Agent Patterns: Managed RAG, ML-Intern, and Real-World Orchestration
Hugging Face releases ML-Intern, its open-source agent for the model-training loop. Hugging Face open-sources ML-Intern to automate the ML research-to-training loop across its ecosystem. Outcome engineers gain a ready-made agent pattern for orchestrating experiments, artifact management, and training lifecycle automation—useful when you need reproducible agent-driven research workflows (Principle 03 & 06).
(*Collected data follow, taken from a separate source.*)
PR #639, opened 2021-10-05
Add Amazon Voice Focus to default device in VF provider

jing-chen1:

**Description of changes:**
Add Amazon Voice Focus to the default device when a new blue tooth device is plugged in during the meeting.
This issue only happens in Chrome and when user selects "default" device as the audio input device. 

**Testing**

Should test with the PR of meeting demo: https://github.com/aws-samples/amazon-chime-sdk/pull/70

 * Open two Chrome tabs (no Safari, no FF)
 * Disable speaker in one tab
 * Disable microphone and set built in device as speaker in another tab
 * Turn on Amazon Voice Focus in the first tab
 * Apply a new device (AirPods)
 * The current device changes to AirPods
 * Then make some background noice, you should not hear any noice from the second tab since Amazon Voice Focus is enabled in the first tab.

3. If you made changes to the component library, have you provided corresponding documentation changes? Yes, in the change log

### DIFF
--- a/src/providers/DevicesProvider/AudioInputProvider.tsx
+++ b/src/providers/DevicesProvider/AudioInputProvider.tsx
@@ -1,7 +1,6 @@
 // Copyright Amazon.com, Inc. or its affiliates. All Rights Reserved.
 // SPDX-License-Identifier: Apache-2.0
 
-import { DeviceChangeObserver } from 'amazon-chime-sdk-js';
 import React, {
   createContext,
   useContext,
@@ -10,6 +9,7 @@ import React, {
   useRef,
   useState,
 } from 'react';
+import type { Device, AudioTransformDevice, DeviceChangeObserver } from 'amazon-chime-sdk-js';
 
 import { AUDIO_INPUT } from '../../constants/additional-audio-video-devices';
 import { DeviceConfig, DeviceTypeContext } from '../../types';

AWS aims to take the pain out of RAG with Bedrock Managed Knowledge Base. AWS launches a managed knowledge base that syncs connectors and retrieval models for Bedrock. This lowers the lifting required to build reliable retrieval layers for agents, letting teams focus on context engineering and agent logic rather than plumbing (Principle 06 & 09).
Adobe embeds agentic AI workflows across Creative Cloud, shifting from media generation to production orchestration. Adobe ships a Creative Agent that coordinates multi-step production across Firefly, Photoshop, and Premiere while keeping humans as final decision-makers. It demonstrates a scalable app-level orchestrator pattern—what outcome engineers should mirror when forcing agent workflows to produce verifiable, hand-off-ready artifacts (Principle 09 & 08).
Building the Agentic SOC: A new model for financial services. Elastic lays out an agentic SOC design that unifies data, contextual intelligence, and resilient automation for security operations. Treat this as a blueprint for high-stakes agentic systems: unified context, integration skills, and failure-mode planning are non-negotiable when agents operate across sensitive enterprise surfaces (Principle 11 & 09).
MosaicLeaks: Can your research agent keep a secret?. MosaicLeaks shows research agents leaking private facts via web queries and ships PA-DR to reduce leakage while improving chain success. Outcome engineers must bake in leakage controls—private retrieval, query sanitization, and audit trails—to stop silent exfiltration and maintain trust and compliance (Principle 14 & 16).